__Provided data__.

PR #874, opened 2021-06-30
US124186 - Overall score criterion in compact view

semibran:
Rally: [US124186](https://rally1.rallydev.com/#/57732444928d/custom/373260458992)

There's a lot going on here but it essentially boils down to three major refactoring goals:
1. Move action handling and arrow buttons into levels component wholesale
2. Create an `overall-score-mobile` component that shares the levels component with the criterion component
3. Create a `total-score` component for reuse just before the overall score component in compact view

More details on design and behavior in [the spec](https://xd.adobe.com/view/a9f04c8b-d935-4a84-b082-d1eb9abadd33-fca3/)


package.json
```diff
@@ -1,6 +1,6 @@
 {
   "name": "d2l-rubric",
-  "version": "3.14.3",
+  "version": "3.15.0",
```
MitchelPaulin, line 3: The release process for rubrics was recently updated https://github.com/Brightspace/d2l-rubric#versioning--releasing, you should no longer need to update package.json manually

d2l-rubric-levels-mobile.js
```diff
@@ -508,6 +705,16 @@ Polymer({
 		}
 	},
 
+	_getVisibleLevel: function(selected, hovered, focused, saved) {
+		return hovered !== -1
```
MitchelPaulin, line 709: I think a simple if/else if chain here would be much more readable

d2l-rubric-levels-mobile.js
```diff
@@ -462,15 +554,107 @@ Polymer({
...
+		const assessmentAction = assessmentEntity && assessmentEntity.getAction();
+		return cellLink && assessmentAction && cellLink.href === assessmentAction.href;
+	},
+
+	_getAssessmentHref: function(assessmentEntity) {
+		return this._getSelfLink(assessmentEntity) || this._getSelfLink(this.entity);
+	},
+
+	_canUpdateAssessment: function(assessmentEntity) {
+		return assessmentEntity && (
```
MitchelPaulin, line 611: Can this be broken up into multiple statements? As is this is hard to read and the `!--this._action.ops` means this has side effect which could be even more confusing

semibran: i'm getting deja vu......

d2l-rubric-levels-mobile.js
```diff
@@ -706,13 +709,18 @@ Polymer({
...
+		if (hovered !== -1) {
+			return hovered;
+		}
+		if (focused !== -1) {
+			return focused;
+		}
+		if (selected !== -1 || !this._overallScore) {
+			return selected;
+		}
+		if (saved !== -1) {
```
MitchelPaulin, line 721: Should this not return saved by default to keep with the original logic? Does this work fine if execution falls all the way through to the bottom?

MitchelPaulin:
To use the new release system make sure that at least one commit is prefixed with `feat:` for a minor release. https://github.com/Brightspace/d2l-rubric#versioning--releasing

d2l-rubric-levels-mobile.js
semibran: Yeah it's a bit tough to explain but the idea is that the behavior should be different for criteria levels vs. overall score levels. With criteria you want changes to be reflected immediately for perceived performance even if they aren't saved, but the behavior when selecting a cell for overall score levels is different since it functions via overrides - even if you deselect a level, you don't want the selection tile to disappear which is why there's the saved level fallback.

Basically without that extra check, overall score would still work fine but criteria would feel laggy (in theory..... criteria don't actually use this function yet though but I'll address that in a future PR 😓)

d2l-rubric-levels-mobile.js
```diff
@@ -895,5 +1074,53 @@ Polymer({
 		setTimeout(() => {
 			this._preventClick = false;
 		});
-	}
+	},
+
+	_getIteratorIndex: function(selected, focused) {
+		return focused !== -1
```
MitchelPaulin, line 1080:
```suggestion
		return focused !== -1 ? focused : selected;
```

MitchelPaulin (dismissed):

semibran:
CI was breaking because of some stray lines

MitchelPaulin (approved):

__Work required__. Each of the records is to be written out again without alteration.

__Written response__.
PR #874, opened 2021-06-30
US124186 - Overall score criterion in compact view

semibran:
Rally: [US124186](https://rally1.rallydev.com/#/57732444928d/custom/373260458992)

There's a lot going on here but it essentially boils down to three major refactoring goals:
1. Move action handling and arrow buttons into levels component wholesale
2. Create an `overall-score-mobile` component that shares the levels component with the criterion component
3. Create a `total-score` component for reuse just before the overall score component in compact view

More details on design and behavior in [the spec](https://xd.adobe.com/view/a9f04c8b-d935-4a84-b082-d1eb9abadd33-fca3/)


package.json
```diff
@@ -1,6 +1,6 @@
 {
   "name": "d2l-rubric",
-  "version": "3.14.3",
+  "version": "3.15.0",
```
MitchelPaulin, line 3: The release process for rubrics was recently updated https://github.com/Brightspace/d2l-rubric#versioning--releasing, you should no longer need to update package.json manually

d2l-rubric-levels-mobile.js
```diff
@@ -508,6 +705,16 @@ Polymer({
 		}
 	},
 
+	_getVisibleLevel: function(selected, hovered, focused, saved) {
+		return hovered !== -1
```
MitchelPaulin, line 709: I think a simple if/else if chain here would be much more readable

d2l-rubric-levels-mobile.js
```diff
@@ -462,15 +554,107 @@ Polymer({
...
+		const assessmentAction = assessmentEntity && assessmentEntity.getAction();
+		return cellLink && assessmentAction && cellLink.href === assessmentAction.href;
+	},
+
+	_getAssessmentHref: function(assessmentEntity) {
+		return this._getSelfLink(assessmentEntity) || this._getSelfLink(this.entity);
+	},
+
+	_canUpdateAssessment: function(assessmentEntity) {
+		return assessmentEntity && (
```
MitchelPaulin, line 611: Can this be broken up into multiple statements? As is this is hard to read and the `!--this._action.ops` means this has side effect which could be even more confusing

semibran: i'm getting deja vu......

d2l-rubric-levels-mobile.js
```diff
@@ -706,13 +709,18 @@ Polymer({
...
+		if (hovered !== -1) {
+			return hovered;
+		}
+		if (focused !== -1) {
+			return focused;
+		}
+		if (selected !== -1 || !this._overallScore) {
+			return selected;
+		}
+		if (saved !== -1) {
```
MitchelPaulin, line 721: Should this not return saved by default to keep with the original logic? Does this work fine if execution falls all the way through to the bottom?

MitchelPaulin:
To use the new release system make sure that at least one commit is prefixed with `feat:` for a minor release. https://github.com/Brightspace/d2l-rubric#versioning--releasing

d2l-rubric-levels-mobile.js
semibran: Yeah it's a bit tough to explain but the idea is that the behavior should be different for criteria levels vs. overall score levels. With criteria you want changes to be reflected immediately for perceived performance even if they aren't saved, but the behavior when selecting a cell for overall score levels is different since it functions via overrides - even if you deselect a level, you don't want the selection tile to disappear which is why there's the saved level fallback.

Basically without that extra check, overall score would still work fine but criteria would feel laggy (in theory..... criteria don't actually use this function yet though but I'll address that in a future PR 😓)

d2l-rubric-levels-mobile.js
```diff
@@ -895,5 +1074,53 @@ Polymer({
 		setTimeout(() => {
 			this._preventClick = false;
 		});
-	}
+	},
+
+	_getIteratorIndex: function(selected, focused) {
+		return focused !== -1
```
MitchelPaulin, line 1080:
```suggestion
		return focused !== -1 ? focused : selected;
```

MitchelPaulin (dismissed):

semibran:
CI was breaking because of some stray lines

MitchelPaulin (approved):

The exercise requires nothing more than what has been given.